= No liability =

A no-liability company in Australia (suffix NL) is a company which, under the Corporations Act 2001 (Cth), must have as its stated objects that it is solely a mining company and that it is not entitled to calls on the unpaid issue price of shares. It is a company which is restricted to mining activities and is the only sort of corporation which is entitled to this form of liability, given the sometimes financially risky business of mining. Most of the usual rules in the Act apply to no-liability companies, save that a mining company must adopt a constitution which states their objects as mining.

No-liability companies should not be confused with the concept of limited liability.

No-liability companies are differentiated from other companies as their shareholders are not liable to pay calls on unpaid shares. This differs from traditional company structure where the purchase of shares is a binding contract. Should the shareholder choose not to pay when there is a call, the shareholder forfeits both the unpaid and paid shares. This encourages investment in potentially risky mining ventures, as a shareholder with unpaid shares can choose to withdraw from the company with no legal consequences. A successful mining company usually converts to a limited liability company when advantageous.

== Forfeiture ==

Shares upon which calls had not been paid were forfeit and offered for sale by auction after 14 days. Former owners could redeem their forfeited shares by paying the call and perhaps a fee to cover expenses.

== Company names ==

Early on in the life of the No Liability system, such companies were identified as
- ABC Mining (registered)

Then the "No Liability" tag took over, such as
- ABC Mining (no liability)
- DEF Mining no liability

And finally
- GHI Mining N.L.

The word "mining" does not have to appear in the name of the company. Oil exploration is a form of mining.
- Poseidon NL

== Timeline ==
- No Liability companies were introduced at a time when there were six colonies, and therefore six sets of laws.
- 1845 – South Australian Mining Association was founded as a "no responsibility" (with the same meaning) company.
- 1869 – no liability companies introduced in Victoria
- 1877 – No-liability Mining Companies Bill introduced in New South Wales
- 1895 – No-liability Mining Companies Bill; in New South Wales

== Conversions ==

Ordinary mining and exploration companies could convert to No Liability status, subject to approval of shareholders and approval of creditors. This was particularly useful when NL status was first introduced.
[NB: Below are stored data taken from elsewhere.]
Issue #477, opened 2024-02-12
Remove lock from initialize


hensha256:
### Describe the suggested feature and problem it solves.

After #442 , the lock on initialize is no longer needed. This includes updating how all our tests initialize the pool - PoolInitializeTest.sol is no longer needed

PR #489, opened 2024-02-28
Remove lock from initialize

dianakocsis:
## Related Issue
Remove lock from initialize #477

## Description of changes
- Removes the `isLocked` modifier on the `initialize` function in PoolManager.sol and updates the corresponding tests


snreynolds (approved):
Looks good! Can you add a test initializing within a lock?

Feel free to add that in a followup after #442 gets merged since there is a new nested lock test file

src/test/PoolNestedActionsTest.sol
```diff
@@ -211,6 +216,19 @@ contract NestedActionExecutor is Test, PoolTestBase {
         _settle(key.currency1, user, int128(deltaThisAfter1), true);
     }
 
+    function _initialize() internal {
+        address locker = manager.getLocker();
+        assertTrue(locker != address(this), "Locker wrong");
+        PoolId id = key.toId();
+        (uint256 price,,) = manager.getSlot0(id);
+        assertEq(price, Constants.SQRT_RATIO_1_1);
```
hensha256, line 224: I think you can remove lines 222-224 given they are checking things about another pool. Better to have it check the pool in question before and after
- so before check that the price is 0
- and after check (as you have) that its `SQRT_RATIO_1_2`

No Liability companies which discovered a payable deposit of ore would normally convert to Limited status as this facilitated the financing of that mine.

== Stock exchange ==

Companies in Australia listed on the ASX have a three-character symbol. NL companies may have more than one class of contributing shares. A typical set of symbols might be:

- XYZ – fully paid
- XYZCA – contributing shares class A
- XYZCB – contributing shares class B

The code does not distinguish between No Liability companies and ordinary companies, only the full company name does that.